I'd keep and eye on Oregon. They may be performing EPF surgery there pretty soon.

MICHIGAN COMPILED LAWS ANNOTATED
CHAPTER 333. HEALTH
PUBLIC HEALTH CODE
ARTICLE 15. OCCUPATIONS
PART 164. CHIROPRACTIC

Current through 1997 Regular Session

333.16401. Definitions; principles of construction
Sec. 16401.

(1) As used in this part:

'Chiropractor', 'chiropractic physician', 'doctor of chiropractic', or 'd.c.' means an individual licensed under this article to engage in the practice of chiropractic.
'Practice of chiropractic' means that discipline within the healing arts which deals with the nervous system and its relationship to the spinal column and its interrelationship with other body systems. Practice of chiropractic includes:
Diagnosis, including spinal analysis, to determine the existence of spinal subluxations or misalignments that produce nerve interference, indicating the necessity for chiropractic care.
The adjustment of spinal subluxations or misalignments and related bones and tissues for the establishment of neural integrity utilizing the inherent recuperative powers of the body for restoration and maintenance of health.
The use of analytical instruments, nutritional advice, rehabilitative exercise and adjustment apparatus regulated by rules promulgated by the board pursuant to section 16423, [FN1] and the use of x-ray machines in the examination of patients for the purpose of locating spinal subluxations or misaligned vertebrae of the human spine. The practice of chiropractic does not include the performance of incisive surgical procedures, the performance of an invasive procedure requiring instrumentation, or the dispensing or prescribing of drugs or medicine.

Re: Interesting passage of new law

Ed Davis, DPM on 5/18/04 at 16:30 (150770)

Pauline:
What I have been told is that when chiros act as the 'family' physician for some people they will go ahead and do a delivery. How they can afford the professional liability premiums for such a practice is beyond me. Keep in mind that the majority of deliveries go smoothly and that is why many people in WA chose nurse midwives. Most of the nurse midwives are affiliated with an OB who is on call if something goes wrong. Still -- it would make me very nervous....
Ed

Re: Interesting passage of new law

Pauline on 5/18/04 at 17:09 (150771)

I know that professional liability costs have turned a lot of Ob/Gyn practices into just Gyn. practices, so for a Chiropractor to take this on is beyond me, especially when they can't do any surgery if something goes wrong.

Maybe they enjoy practicing on the edge.

Re: Interesting passage of new law

Ed Davis, DPM on 5/18/04 at 18:00 (150779)

Pauline:
The people who like 'practicing on the edge' usually go to rural areas where they can do 'everything' because they are the only doc around.
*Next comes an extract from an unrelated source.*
PR #468, opened 2026-07-08
vision M3c: DB-runtime tier (db_scalars, scan start/end writes, background telemetry) + s-file acq_timestamp

skbarber:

Our family practice residency (connected to the podiatry residency where I am an instructor) has a rural medicine fellowship. The students in the fellowship are fascinating individuals, usually very dedicated since they are in for a life of very hard work once out in a rural area. They want to learn 'everything' since they willl need to have a broad knowledge base. They are like 'sponges' and really enjoy soaking up knowledge and tend to be my favorite students.
Ed

Re: Interesting passage of new law

Dr. Z on 5/22/04 at 21:12 (151050)

How can I find out what the law is for chiropractors in New Jersey?

Re: Interesting passage of new law

Pauline on 5/22/04 at 21:52 (151055)

You can call your local medical licensing board. They should be able to tell you the scope of a chiropractors practice in N.J.